For this experiment however, we limit the total dataset consisting of 6800 compilable OpenCL kernels to a subset. This is because the development of a code generator for generating valid C code is a major engineering effort and therefore, we chose to support only the major features of the C programming language. Another reason for limiting the data set to smaller-sized samples is that training of the models requires a large amount of time to converge. The S-TS model for example has been trained for several weeks, as the authors reported in the original work. By limiting the dataset to smaller-sized samples, we can considerably reduce the experiment execution time, while allowing a first comparison of the generative models.
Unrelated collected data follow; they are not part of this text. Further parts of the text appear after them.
PR #2883, opened 2024-04-11
[Spark] Make DeltaHistory.getActiveCommitAtTime compatible with managed commits

dhruvarya-db:

- [X] Spark
- [ ] Standalone
- [ ] Flink
- [ ] Kernel
- [ ] Other (fill in here)

## Description

Makes DeltaHistory.getActiveCommitAtTime compatible with Managed Commits so that timestamp-based time travel queries work correctly with managed commits. Note that the only major changes are around edge case handling where commits can sometimes be missing.

## How was this patch tested?

New test suite InCommitTimestampWithManagedCommitSuite which also extends the existing ICT suite. Added a test case where we assert that missing unbackfilled files result in an exception.

No.


prakharjain09 (approved):
Lets also extend DeltaHistoryManagerSuite.scala to managed-commits.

After preprocessing the reduced dataset, which consists of 1423 samples, we obtain a normalized S-TS and a S-DFG representation. The S-DFG representation has a total of 56 node types. The distributions of different code properties of the training dataset can be seen in Figure 7.8. After filtering the original training set with the criteria about the size and the code generator support described above, the training set consists of kernel functions with a maximum AST depth of 13 and AST node quantity of 87, which translate to a maximum amount of 336 sequence-generating and 490 graph-generating actions.
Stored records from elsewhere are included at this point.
PR #2888, opened 2024-04-12
[Spark] DV Reads Performance Improvement in Delta by removing Broadcasting DV Information

longvu-db:

- [X] Spark
- [ ] Standalone
- [ ] Flink
- [ ] Kernel
- [ ] Other (fill in here)

## Description

Back then, we relied on an [expensive Broadcast of DV files](https://github.com/delta-io/delta/pull/1542) to pass the DV files to the associated Parquet Files. With the introduction of [adding custom metadata to files](https://github.com/apache/spark/pull/40677) introduced in Spark 3.5, we can now pass the DV through the custom metadata field, this is expected to improve the performance of DV reads in Delta.
## How was this patch tested?

Adjusted the existing UTs that cover our changes.
No.

### DIFF
--- a/spark/src/main/scala/org/apache/spark/sql/delta/DeltaParquetFileFormat.scala
+++ b/spark/src/main/scala/org/apache/spark/sql/delta/DeltaParquetFileFormat.scala
@@ -16,8 +16,6 @@
 
 package org.apache.spark.sql.delta
 
-import java.net.URI
-
 import scala.collection.mutable.ArrayBuffer
 import scala.util.control.NonFatal
 
@@ -32,9 +30,9 @@ import org.apache.hadoop.mapreduce.Job
 import org.apache.parquet.hadoop.ParquetOutputFormat
 import org.apache.parquet.hadoop.util.ContextUtil
 
-import org.apache.spark.broadcast.Broadcast
 import org.apache.spark.sql.SparkSession
 import org.apache.spark.sql.catalyst.InternalRow
+import org.apache.spark.sql.catalyst.expressions.FileSourceConstantMetadataStructField
 import org.apache.spark.sql.connector.catalog.CatalogV2Implicits.parseColumnPath
 import org.apache.spark.sql.execution.datasources.OutputWriterFactory
 import org.apache.spark.sql.execution.datasources.PartitionedFile
@@ -42,7 +40,7 @@ import org.apache.spark.sql.execution.datasources.parquet.ParquetFileFormat
 import org.apache.spark.sql.execution.vectorized.{OffHeapColumnVector, OnHeapColumnVector, WritableColumnVector}
 import org.apache.spark.sql.internal.SQLConf
 import org.apache.spark.sql.sources._
-import org.apache.spark.sql.types.{ByteType, LongType, MetadataBuilder, StructField, StructType}
+import org.apache.spark.sql.types.{ByteType, LongType, MetadataBuilder, StringType, StructField, StructType}
 import org.apache.spark.sql.vectorized.{ColumnarBatch, ColumnarBatchRow, ColumnVector}
 import org.apache.spark.util.SerializableConfiguration
 
@@ -59,13 +57,11 @@ case class DeltaParquetFileFormat(
     nullableRowTrackingFields: Boolean = false,
     isSplittable: Boolean = true,
     disablePushDowns: Boolean = false,
-    tablePath: Option[String] = None,
-    broadcastDvMap: Option[Broadcast[Map[URI, DeletionVectorDescriptorWithFilterType]]] = None,
-    broadcastHadoopConf: Option[Broadcast[SerializableConfiguration]] = None)
+    tablePath: Option[String] = None)
   extends ParquetFileFormat {
   // Validate either we have all arguments for DV enabled read or none of them.
-  if (hasDeletionVectorMap) {
-    require(tablePath.isDefined && !isSplittable && disablePushDowns,
+  if (hasTablePath) {
+    require(!isSplittable && disablePushDowns,
       "Wrong arguments for Delta table scan with deletion vectors")
   }
 
@@ -124,7 +120,7 @@ case class DeltaParquetFileFormat(
   override def isSplitable(
     sparkSession: SparkSession, options: Map[String, String], path: Path): Boolean = isSplittable
 
-  def hasDeletionVectorMap: Boolean = broadcastDvMap.isDefined && broadcastHadoopConf.isDefined
+  def hasTablePath: Boolean = tablePath.isDefined
 
   /**
    * We sometimes need to replace FileFormat within LogicalPlans, so we have to override
@@ -182,10 +178,12 @@ case class DeltaParquetFileFormat(
       require(disablePushDowns, "Cannot generate row index related metadata with filter pushdown")
     }
 
-    if (hasDeletionVectorMap && isRowDeletedColumn.isEmpty) {
+    if (hasTablePath && isRowDeletedColumn.isEmpty) {
         throw new IllegalArgumentException(
           s"Expected a column $IS_ROW_DELETED_COLUMN_NAME in the schema")
     }
+
+    val serializableHadoopConf = new SerializableConfiguration(hadoopConf)
 
     val useOffHeapBuffers = sparkSession.sessionState.conf.offHeapColumnVectorEnabled
     (partitionedFile: PartitionedFile) => {
@@ -196,8 +194,9 @@ case class DeltaParquetFileFormat(
             partitionedFile,
             rowIteratorFromParquet,
             isRowDeletedColumn,
-            useOffHeapBuffers = useOffHeapBuffers,
-            rowIndexColumn = rowIndexColumn)
+            rowIndexColumn,
+            useOffHeapBuffers,
+            serializableHadoopConf)
         iterToReturn.asInstanceOf[Iterator[InternalRow]]
       } catch {
         case NonFatal(e) =>
@@ -276,16 +275,11 @@ case class DeltaParquetFileFormat(
       .updated(DefaultRowCommitVersion.METADATA_STRUCT_FIELD_NAME, extractDefaultRowCommitVersion)
   }
 
-  def copyWithDVInfo(
-      tablePath: String,
-      broadcastDvMap: Broadcast[Map[URI, DeletionVectorDescriptorWithFilterType]],
-      broadcastHadoopConf: Broadcast[SerializableConfiguration]): DeltaParquetFileFormat = {
+  def disableSplittingAndPushdown(tablePath: String): DeltaParquetFileFormat = {
     this.copy(
       isSplittable = false,
       disablePushDowns = true,
-      tablePath = Some(tablePath),
-      broadcastDvMap = Some(broadcastDvMap),
-      broadcastHadoopConf = Some(broadcastHadoopConf))
+      tablePath = Some(tablePath))
   }
 
   /**
@@ -300,28 +294,32 @@ case class DeltaParquetFileFormat(
       iterator: Iterator[Object],
       isRowDeletedColumn: Option[ColumnMetadata],
       rowIndexColumn: Option[ColumnMetadata],
-      useOffHeapBuffers: Boolean): Iterator[Object] = {
-    val pathUri = partitionedFile.pathUri
-
+      useOffHeapBuffers: Boolean,
+      serializableHadoopConf: SerializableConfiguration): Iterator[Object] = {
     val rowIndexFilter = isRowDeletedColumn.map { col =>
       // Fetch the DV descriptor from the broadcast map and create a row index filter
-      broadcastDvMap.get.value
-        .get(pathUri)
-        .map { case DeletionVectorDescriptorWithFilterType(dvDescriptor, filterType) =>
-          filterType match {
-            case i if i == RowIndexFilterType.IF_CONTAINED =>
-              DropMarkedRowsFilter.createInstance(
-                dvDescriptor,
-                broadcastHadoopConf.get.value.value,
-                tablePath.map(new Path(_)))
-            case i if i == RowIndexFilterType.IF_NOT_CONTAINED =>
-              KeepMarkedRowsFilter.createInstance(
-                dvDescriptor,
-                broadcastHadoopConf.get.value.value,
-                tablePath.map(new Path(_)))
-          }
+      val dvDescriptorOpt = partitionedFile.otherConstantMetadataColumnValues
+        .get(FILE_ROW_INDEX_FILTER_ID_ENCODED)
+      val filterTypeOpt = partitionedFile.otherConstantMetadataColumnValues
+        .get(FILE_ROW_INDEX_FILTER_TYPE)
+      if (dvDescriptorOpt.isDefined && filterTypeOpt.isDefined) {
+        val rowIndexFilter = filterTypeOpt.get match {
+          case RowIndexFilterType.IF_CONTAINED => DropMarkedRowsFilter
+          case RowIndexFilterType.IF_NOT_CONTAINED => KeepMarkedRowsFilter
+          case unexpectedFilterType => throw new IllegalStateException(
+            s"Unexpected row index filter type: ${unexpectedFilterType}")
         }
-        .getOrElse(KeepAllRowsFilter)
+        rowIndexFilter.createInstance(
+          DeletionVectorDescriptor.fromJson(dvDescriptorOpt.get.asInstanceOf[String]),
+          serializableHadoopConf.value,
+          tablePath.map(new Path(_)))
+      } else if (dvDescriptorOpt.isDefined || filterTypeOpt.isDefined) {
+        throw new IllegalStateException(
+          s"Both ${FILE_ROW_INDEX_FILTER_ID_ENCODED} and ${FILE_ROW_INDEX_FILTER_TYPE} " +
+            "should either both have values or no values at all.")
+      } else {
+        KeepAllRowsFilter
+      }
     }
 
     val metadataColumns = Seq(isRowDeletedColumn, rowIndexColumn).filter(_.nonEmpty).map(_.get)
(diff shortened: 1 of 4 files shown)


spark/src/main/scala/org/apache/spark/sql/delta/files/TahoeFileIndex.scala
```diff
@@ -126,6 +127,19 @@ abstract class TahoeFileIndex(
...
+    // than filtered out. In such a case, the `filterTypes` map will be populated by [[CDCReader]]
+    // to indicate IF_NOT_CONTAINED filter should be used. In other cases, `filterTypes` will be
+    // empty, so we generate IF_CONTAINED as the default DV behavior
+    if (addFile.deletionVector != null) {
+      metadata.put(DeltaParquetFileFormat.FILE_ROW_INDEX_FILTER_ID_ENCODED,
+        JsonUtils.toJson(addFile.deletionVector))
+    }
+    val filterType = rowIndexFilters.getOrElse(Map.empty)
+      .getOrElse(addFile.path, RowIndexFilterType.IF_CONTAINED)
+    metadata.put(DeltaParquetFileFormat.FILE_ROW_INDEX_FILTER_TYPE, filterType)
```
xupefei, line 142: This will add one metadata entry regardless the existence of DVs on thi file, right?
How about not adding it but later we do `partitionedFile.otherConstantMetadataColumnValues.contains(FILE_ROW_INDEX_FILTER_TYPE)`?

longvu-db: @xupefei True that

spark/src/test/scala/org/apache/spark/sql/delta/DeltaParquetFileFormatSuite.scala
```diff
@@ -33,26 +29,31 @@ import org.apache.parquet.hadoop.ParquetFileReader
...
 class DeltaParquetFileFormatSuite extends QueryTest
-  with SharedSparkSession with DeltaSQLCommandTest {
+  with SharedSparkSession
+  with DeletionVectorsTestUtils
+  with DeltaSQLCommandTest {
   import testImplicits._
 
+  override def beforeAll(): Unit = {
+    super.beforeAll()
+    enableDeletionVectorsInNewTables(spark.conf)
```
xupefei, line 42: Why enable DV for all tests?

spark/src/main/scala/org/apache/spark/sql/delta/files/TahoeFileIndex.scala
longvu-db: Although the map.get and isDefined also do the `contains` trick

spark/src/test/scala/org/apache/spark/sql/delta/DeltaParquetFileFormatSuite.scala
```diff
@@ -112,11 +109,7 @@ class DeltaParquetFileFormatSuite extends QueryTest
           // Select some rows that are deleted and some rows not deleted
           // Deleted row `value`: 0, 200, 300, 756, 10352, 19999
           // Not deleted row `value`: 7, 900
-          val (deletedColumnValue, notDeletedColumnValue) = rowIndexFilterType match {
-            case RowIndexFilterType.IF_CONTAINED => (1, 0)
-            case RowIndexFilterType.IF_NOT_CONTAINED => (0, 1)
-            case _ => (-1, -1) // Invalid, expecting the test to fail.
-          }
+          val (deletedColumnValue, notDeletedColumnValue) = (1, 0)
```
xupefei, line 112: You reduced the coverage because it's partially covered by CDCReader tests, isn't it?
Anyway have more tests are always better. I would prefer to keep it.

spark/src/test/scala/org/apache/spark/sql/delta/DeltaParquetFileFormatSuite.scala
longvu-db: @xupefei What do you mean sorry? Could you further elaborate?

spark/src/test/scala/org/apache/spark/sql/delta/DeltaParquetFileFormatSuite.scala
longvu-db: @xupefei Hmm, but right now I don't have control over the rowIndexFilterType though.

Which case does the CDCReader not cover?

spark/src/main/scala/org/apache/spark/sql/delta/DeltaParquetFileFormat.scala
```diff
@@ -281,27 +295,28 @@ case class DeltaParquetFileFormat(
...
-          }
+      val dvDescriptorOpt = partitionedFile.otherConstantMetadataColumnValues
+        .get(FILE_ROW_INDEX_FILTER_ID_ENCODED)
+      val filterTypeOpt = partitionedFile.otherConstantMetadataColumnValues
+        .get(FILE_ROW_INDEX_FILTER_TYPE)
+      if (dvDescriptorOpt.isDefined && filterTypeOpt.isDefined) {
+        val rowIndexFilter = if (filterTypeOpt.get == RowIndexFilterType.IF_CONTAINED) {
+          DropMarkedRowsFilter
+        } else if (filterTypeOpt.get == RowIndexFilterType.IF_NOT_CONTAINED) {
+          KeepMarkedRowsFilter
```
xupefei, line 309: Case match is better, because we won't call Option.get multiple times.

xupefei (commented):
Very nice, thank you! Looking forward to seeing how much speed-up we can get with this change :)

spark/src/main/scala/org/apache/spark/sql/delta/DeltaParquetFileFormat.scala
```diff
@@ -283,27 +297,31 @@ case class DeltaParquetFileFormat(
...
         }
-        .getOrElse(KeepAllRowsFilter)
+        rowIndexFilter.createInstance(
+          DeletionVectorDescriptor.fromJson(dvDescriptorOpt.get.asInstanceOf[String]),
+          broadcastHadoopConf.get.value.value,
+          tablePath.map(new Path(_)))
+      } else if (dvDescriptorOpt.isDefined || filterTypeOpt.isDefined) {
+        throw new IllegalStateException(
+          s"Both ${FILE_ROW_INDEX_FILTER_ID_ENCODED} and ${FILE_ROW_INDEX_FILTER_TYPE} " +
+            "should both have a value or not have a value together")
```
longvu-db, line 321: Add a period here @longvu-db

spark/src/test/scala/org/apache/spark/sql/delta/DeltaParquetFileFormatSuite.scala
longvu-db: @xupefei I added some tests with DV turned off, would you be so kind to take another look at the PR :)?

spark/src/main/scala/org/apache/spark/sql/delta/DeltaParquetFileFormat.scala
```diff
@@ -205,16 +203,27 @@ case class DeltaParquetFileFormat(
...
+      } else {
+        // It is fine to expose the row_index field as a metadata field when Row Tracking
+        // is enabled because it is needed to generate the Row ID field, and it is not a
+        // big problem if we use 2b+ rows in a single rowgroup, it will throw an exception and
+        // we can then use less rows per rowgroup. Also, 2b+ rows in a single rowgroup is
+        // not a common use case.
+        super.metadataSchemaFields ++ rowTrackingFields
+      }
+
+    val isDVsEnabled = DeltaConfigs.ENABLE_DELETION_VECTORS_CREATION.fromMetaData(metadata)
```
xupefei, line 218: `metadata` shows the current status of the table, i.e., if DV is enabled in the current version, isn't it? How about some old versions that have DV, but now the user has decided to disable it? I think we should look at the table protocol: if DV table feature is turned on, then we assume the table contains DV.

spark/src/test/scala/org/apache/spark/sql/delta/DeltaParquetFileFormatSuite.scala
xupefei: Ahha I see. We no longer broadcast DVs so there's no IF_CONTAINED or IF_NOT_CONTAINED at this level.

xupefei (commented):
After looking at the code, I feel that we need a test case with the following logic:

1. Create a table without DV. Insert some values.
2. Turn on DV (`delta.enableDeletionVectors` = `true`).
3. Delete some values.
4. Turn off DV (`delta.enableDeletionVectors` = `false`).
5. Delete some values.

Check:
1. Version 1 does not contain DV metadata column.
2. Version 2 does not contain DV metadata column (because there's no DV in this table - correct me if I'm wrong).
3. Version 3 does contain DV metadata columns.
3. Version 4 does contain DV metadata columns.
3. Version 5 does contain DV metadata columns.

spark/src/main/scala/org/apache/spark/sql/delta/DeltaParquetFileFormat.scala
longvu-db: @xupefei Quick question, can an existing table add new table feature? Like if a table does not have DV from the beginning, in the property, and then at some point later in time get added DVs.

longvu-db: @xupefei I think you can do this using ALTER TABLE right? But once it is in, you cannot drop it at the moment.

longvu-db:
@xupefei I addressed your comments =)).

Regarding the new test case:
1. Version 2 **should contain** DV metadata column (because having the metadata columns depends on whether or not the table's protocol supports DV, not on whether any DVs is written or not)
2. What is the value of doing action 5? If we disable the DV for the table metadata, and if the DV metadata indeed stay, then whatever actions we do, it would always stay right?

spark/src/test/scala/org/apache/spark/sql/delta/DeltaParquetFileFormatSuite.scala
```diff
@@ -16,140 +16,214 @@
...
+
+      checkDVMetadataFields(tablePath, checkMetadataFields = true)
+    }
+  }
+
+  private val FILE_ROW_INDEX_FILTER_ID_ENCODED = "_metadata.row_index_filter_id_encoded"
+
+  private val FILE_ROW_INDEX_FILTER_TYPE = "_metadata.row_index_filter_type"
+
+  private def checkDVMetadataFields(tablePath: String, checkMetadataFields: Boolean): Unit = {
```
xupefei, line 200:
```suggestion
  private def checkDVMetadataFields(tablePath: String, metadataContainsDVFields: Boolean): Unit = {
```

spark/src/main/scala/org/apache/spark/sql/delta/DeltaParquetFileFormat.scala
```diff
@@ -104,7 +102,7 @@ case class DeltaParquetFileFormat(
   override def isSplitable(
     sparkSession: SparkSession, options: Map[String, String], path: Path): Boolean = isSplittable
 
-  def hasDeletionVectorMap: Boolean = broadcastDvMap.isDefined && broadcastHadoopConf.isDefined
+  def hasBroadcastHadoopConf: Boolean = broadcastHadoopConf.isDefined
```
johanl-db, line 105: I think you can get rid of `broadcastHadoopConf` and `hasBroadcastHadoopConf` altogether here.

The only use we have for it now is to pass it to `rowIndexFilter.createInstance` when creating the DV filter but we also have `hadoopConf: Configuration` around (passed as an argument to `buildReaderWithPartitionValues`) which I believe should be sufficient here: we don't need this configuration to be broadcast first for the purpose of loading DVs from storage

spark/src/test/scala/org/apache/spark/sql/delta/DeltaParquetFileFormatSuite.scala
```diff
@@ -16,140 +16,214 @@
...
+  testWithBothParquetReaders("Existence of Deletion Vectors metadata columns when we " +
+    "add and remove DV from the table's properties") {
+    withTempDir { tempDir =>
+      val tablePath = tempDir.toString
+      val deltaLog = DeltaLog.forTable(spark, tempDir)
+
+      // Version 1: Create a table without DV and insert some values.
+      generateData(tablePath)
+
+      checkDVMetadataFields(tablePath, checkMetadataFields = false)
```
xupefei, line 170: Can we also check the table contents using `checkResult` each time after we check the metadata?

xupefei (commented):
A few improvements to the tests then we're good to go

xupefei:
Cc @larsk-db

spark/src/main/scala/org/apache/spark/sql/delta/PreprocessTableWithDVs.scala
```diff
@@ -93,20 +91,22 @@ object ScanWithDeletionVectors {
 
     // See if the relation is already modified to include DV reads as part of
     // a previous invocation of this rule on this table
-    if (fileFormat.hasDeletionVectorMap) return None
+    if (fileFormat.hasBroadcastHadoopConf) return None
```
johanl-db, line 94: We should update that check since using a broadcast conf isn't a marker of the preprocess step for DVs (we actually remove this need in this change..)

We could instead check if the scan already contains the `IS_ROW_DELETED_STRUCT_FIELD` field, e.g.:


```
    if (scan.output.exists(_.name == IS_ROW_DELETED_COLUMN_NAME)) return None
```

spark/src/main/scala/org/apache/spark/sql/delta/PreprocessTableWithDVs.scala
```diff
@@ -145,7 +144,7 @@ object ScanWithDeletionVectors {
       new SerializableConfiguration(tahoeFileIndex.deltaLog.newDeltaHadoopConf()))
 
     val newFileFormat = fileFormat.copyWithDVInfo(
-      tahoeFileIndex.path.toString, filePathToDVBroadcastMap, hadoopConfBroadcast)
+      tahoeFileIndex.path.toString, hadoopConfBroadcast)
```
johanl-db, line 147: I would remove `copyWithDVInfo` at this point and directly do here:
```
val newFileFormat = fileFormat.copy(isSplittable = false, disablePushDowns = true)
```


Or rename `copyWithDVInfo` to e.g. `disableSplittingAndPushdown`

spark/src/main/scala/org/apache/spark/sql/delta/files/TahoeFileIndex.scala
```diff
@@ -126,6 +127,19 @@ abstract class TahoeFileIndex(
     addFile.defaultRowCommitVersion.foreach(defaultRowCommitVersion =>
       metadata.put(DefaultRowCommitVersion.METADATA_STRUCT_FIELD_NAME, defaultRowCommitVersion))
 
+    // Attach filter types to FileActions, so that later [[DeltaParquetFileFormat]] could pick it up
+    // to decide which kind of rows should be filtered out. This info is necessary for reading CDC
+    // rows that have been deleted (marked in DV), in which case marked rows must be kept rather
+    // than filtered out. In such a case, the `filterTypes` map will be populated by [[CDCReader]]
+    // to indicate IF_NOT_CONTAINED filter should be used. In other cases, `filterTypes` will be
+    // empty, so we generate IF_CONTAINED as the default DV behavior
```
johanl-db, line 135: Move this comment just before `val filterType`

Also it could be a bit shorter, e.g.:
> Set the filter type to `IF_CONTAINED` by default to filter out rows unless a filter type was explicitly provided in `rowIndexFilters`. This can happen e.g. when reading CDC data to keep deleted rows instead of filtering them out.

spark/src/test/scala/org/apache/spark/sql/delta/DeltaParquetFileFormatSuite.scala
```diff
@@ -16,140 +16,214 @@
...
+              rowIndexes(
+                df.filter("value in (0, 7, 200, 300, 756, 900, 10352, 19999)")) ===
+                Seq(0, 7, 200, 300, 756, 900, 10352, 19999).toSet)
+          }
         }
       }
     }
   }
 
+  testWithBothParquetReaders("Existence of Deletion Vectors metadata columns when we " +
```
johanl-db, line 161: This test probably becomes moot if you don't pass the DV information via the metadata struct anymore 9see my previous comment)

larsk-db:
> Cc @larsk-db

I took a quick look, but it seems you and @johanl-db are on top of this. Ping me if you have something specific that needs my input.

spark/src/main/scala/org/apache/spark/sql/delta/DeltaParquetFileFormat.scala
longvu-db: @johanl-db No clue why we had it back in the days hmm

longvu-db: @johanl-db Removing `broadcastHadoopConf` doesn't seem to work, I found this [error message](https://runbot-ci.cloud.databricks.com/build/Delta-OSS-Scala212-Pr/run/17985292)but I haven't investigated yet, changing back to using the `broadcastHadoopConf` makes the tests passed

spark/src/main/scala/org/apache/spark/sql/delta/DeltaParquetFileFormat.scala
```diff
@@ -417,6 +416,12 @@ object DeltaParquetFileFormat {
   val ROW_INDEX_COLUMN_NAME = "__delta_internal_row_index"
   val ROW_INDEX_STRUCT_FIELD = StructField(ROW_INDEX_COLUMN_NAME, LongType)
 
+  /** The name of the metadata column that contains the encoded row index filter identifier. */
```
johanl-db, line 419: Update this comment and the one below, this isn't the name of a metadata column anymore, just the key for the row index filter id / type in the file's `otherConstantMetadataColumnValues` map.

spark/src/main/scala/org/apache/spark/sql/delta/files/TahoeFileIndex.scala
johanl-db: Not addressed ^

longvu-db: @johanl-db I actually addressed, but I was not sure if your version removes too much original info, @xupefei, is it fine if we keep it like

> Set the filter type to IF_CONTAINED by default to filter out rows unless a filter type was explicitly provided in rowIndexFilters. This can happen e.g. when reading CDC data to keep deleted rows instead of filtering them out.

spark/src/main/scala/org/apache/spark/sql/delta/DeltaParquetFileFormat.scala
longvu-db: @johanl-db My bad yeah

spark/src/main/scala/org/apache/spark/sql/delta/files/TahoeFileIndex.scala
xupefei: I would suggest
> Set the filter type to IF_CONTAINED by default to let [[DeltaParquetFileFormat]] filter out rows unless a filter type was explicitly provided in rowIndexFilters. This can happen e.g. when reading CDC data to keep deleted rows instead of filtering them out.

johanl-db (approved):

tdas (approved):
I highly approve this change :D
Thank you for doing this! This will improve the stability on large tables with lots of DVs significantly.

**Hyperparameters** We dimension the S-DFG model to be of a similar size as the S-TS model: After applying one-hot encoding to the nodes according to their types, we map it to embeddings $h_v$ of size 256 with a MLP $f_{init}$ with no hidden layers. Based on all node embeddings $h_v$ that are propagated for 4 timesteps $T$, we compute $h_G$ with the MLPs $f_m$ and $g_m$ that have one hidden layer each. Based on $h_G$, we compute the probability distributions of the next action with the MLPs $f_{addnode}$, $f_{addedge}$, and $f_{nodes}$ that have one hidden layer each.
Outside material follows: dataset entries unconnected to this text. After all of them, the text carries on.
PR #2891, opened 2024-04-15
[SPARK][VARIANT] Add minimal support for variant type in delta-spark

richardc-db:

- [x] Spark
- [ ] Standalone
- [ ] Flink
- [ ] Kernel
- [ ] Other (fill in here)

## Description

Adds the variant table feature to minimally implement the variant type as described in the RFC in #2867.

Also disables using variant columns as partition columns.

## How was this patch tested?

Added some UTs. More UTs will be merged in followup PRs

no


spark/src/main/scala-spark-3.5/shims/VariantShim.scala
scottsand-db, line 1: `VariantShims` (plural)

spark/src/main/scala/org/apache/spark/sql/delta/schema/SchemaUtils.scala
```diff
@@ -1263,6 +1263,13 @@ def normalizeColumnNamesInDataType(
     unsupportedDataTypes.toSeq
   }
 
+  /**
+   * Find VariantType columns in the table schema.
```
scottsand-db, line 1267: `Find` in the description and `Boolean` as the return type seems off to me.

`Returns 'true' if any XXX exists in the table schema`

spark/src/main/scala/org/apache/spark/sql/delta/util/PartitionUtils.scala
```diff
@@ -605,7 +605,7 @@ private[delta] object PartitionUtils {
 
     partitionColumnsSchema(schema, partitionColumns, caseSensitive).foreach {
       field => field.dataType match {
-        case _: AtomicType => // OK
+        case a: AtomicType if !VariantShim.isTypeVariant(a) => // OK
```
scottsand-db, line 608: Please add a comment/context. Why can't Variant's be valid partition columsn?

spark/src/test/scala-spark-master/shims/DeltaVariantSuite.scala
scottsand-db, line 1: This isn't a 'shim'. It's not used to fix compilation differences between Spark 3.5 and Master.

I believe the goal here is to have this file be Spark-Master-Only.

Thus, please put it into `spark/src/test/scala-spark-master/org/apache/spark/sql/delta/DeltaVariantSuite.scala`

scottsand-db (changes requested):
Looking good! Left some comments! Thanks!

**Training and Sampling** Both, the S-TS and the S-DFG models are trained with the same data set until convergence of the loss function described in chapter 4 using the stochastic gradient descent algorithm.

After training the models, we use them to produce new samples, starting with an empty initial state, which is an empty sequence$^2$ and an empty graph. We generate a total amount of 1423 valid samples with each model in each configuration we report to match the number of samples of the training set for the later result evaluation. The criterion for a sample being considered as valid is passing the Clang/LLVM compiler pipeline without any errors and obtaining executable code. Please note that this criterion only includes compilability, not executability.

Additionally, we control the sampling process by varying the randomness by introducing a

$^2$Please note that this is different from the original S-TS work, which uses a function header with a return type, 4 arguments, and parentheses as initial set in the sampling process.
temperature parameter $t$, which we implement in both models by scaling the logits, which are the inputs to the final softmax and sigmoid functions that produce the probability distributions over the actions by a function $f$. This methodology was originally introduced by Hinton et al. (2015).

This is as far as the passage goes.